#### [What to do]
Would you retype every record below exactly as written?

------------------------------------

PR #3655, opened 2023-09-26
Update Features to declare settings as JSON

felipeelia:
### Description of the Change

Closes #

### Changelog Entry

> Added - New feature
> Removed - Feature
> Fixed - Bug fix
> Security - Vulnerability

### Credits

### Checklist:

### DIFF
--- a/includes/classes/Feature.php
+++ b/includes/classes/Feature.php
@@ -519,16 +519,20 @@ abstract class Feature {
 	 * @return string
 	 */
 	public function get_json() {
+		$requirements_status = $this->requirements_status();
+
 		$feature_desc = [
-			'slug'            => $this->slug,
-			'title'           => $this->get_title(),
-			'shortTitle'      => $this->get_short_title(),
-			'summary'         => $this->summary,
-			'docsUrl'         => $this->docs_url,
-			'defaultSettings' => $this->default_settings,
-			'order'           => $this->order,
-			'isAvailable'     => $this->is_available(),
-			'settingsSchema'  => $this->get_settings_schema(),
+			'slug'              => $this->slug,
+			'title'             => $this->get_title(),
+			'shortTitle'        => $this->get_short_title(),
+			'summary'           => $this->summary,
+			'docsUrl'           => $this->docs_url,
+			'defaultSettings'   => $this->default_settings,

------------------------------------

#### [Task answer]
PR #3655, opened 2023-09-26
Update Features to declare settings as JSON

felipeelia:
### Description of the Change

Closes #

### Changelog Entry

> Added - New feature
> Removed - Feature
> Fixed - Bug fix
> Security - Vulnerability

### Credits

### Checklist:

### DIFF
--- a/includes/classes/Feature.php
+++ b/includes/classes/Feature.php
@@ -519,16 +519,20 @@ abstract class Feature {
 	 * @return string
 	 */
 	public function get_json() {
+		$requirements_status = $this->requirements_status();
+
 		$feature_desc = [
-			'slug'            => $this->slug,
-			'title'           => $this->get_title(),
-			'shortTitle'      => $this->get_short_title(),
-			'summary'         => $this->summary,
-			'docsUrl'         => $this->docs_url,
-			'defaultSettings' => $this->default_settings,
-			'order'           => $this->order,
-			'isAvailable'     => $this->is_available(),
-			'settingsSchema'  => $this->get_settings_schema(),
+			'slug'              => $this->slug,
+			'title'             => $this->get_title(),
+			'shortTitle'        => $this->get_short_title(),
+			'summary'           => $this->summary,
+			'docsUrl'           => $this->docs_url,
+			'defaultSettings'   => $this->default_settings,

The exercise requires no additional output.